The package detects each case (within sqrt(.Machine$double.eps)) and dispatches to the corresponding closed-form R primitive, so dmhn / pmhn / qmhn / rmhn are exact in those regimes:

# gamma = 0: dmhn matches the change-of-variable sqrt-Gamma density.
xx <- c(0.5, 1, 1.5, 2)
mhn_d  <- dmhn(xx, alpha = 2, beta = 1, gamma = 0)
ref_d  <- dgamma(xx^2, shape = 1, rate = 1) * 2 * xx
all.equal(mhn_d, ref_d)
#> [1] TRUE

mu_tn    <- 1 / (2 * 1)
sigma_tn <- 1 / sqrt(2 * 1)
tn_dens  <- function(x) {
  dnorm(x, mu_tn, sigma_tn) / pnorm(0, mu_tn, sigma_tn, lower.tail = FALSE)
}
plot(x, dmhn(x, 1, 1, 1), type = "l", lwd = 2, ylab = "density",
     main = "alpha = 1: MHN reduces to truncated normal")
points(x, tn_dens(x), pch = ".", col = "tomato", cex = 2)
legend("topright", bty = "n",
       legend = c("dmhn(x, 1, 1, 1)", "TN reference"),
       col = c("black", "tomato"), lwd = c(2, NA), pch = c(NA, 19))
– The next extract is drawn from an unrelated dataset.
PR #1446, opened 2026-05-21
import map refactoring

KillariDev:
## Summary
- Replace the MV3 import-map approach with a build pipeline that vendors runtime dependencies, bundles Chrome runtime entrypoints, and rewrites remaining imports to browser-safe vendored paths.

MHN(1, 1, 1) and the equivalent truncated normal density.

Further reading

• See ?dmhn, ?pmhn, ?qmhn, ?rmhn for full argument documentation, including the recycling rules and the method argument of rmhn.
• citation("mhn") lists the package and the two underlying papers.
• Sun, Kong & Pal (2023) develop the parametric family and Algorithms 1 and 3 used here. Gao & Wang (2025) introduce the RTDR sampler with uniform $1/e$ acceptance.

References

Sun, J., Kong, M., & Pal, S. (2023). The Modified-Half-Normal distribution: Properties and an efficient sampling scheme. Communications in Statistics – Theory and Methods, 52(5), 1507–1536.

Gao, F. & Wang, H.-B. (2025). Generating modified-half-normal random variates by a relaxed transformed density rejection method. Communications in Statistics – Simulation and Computation.

Robert, C. P. (1995). Simulation of truncated normal variables. Statistics and Computing, 5(2), 121–125.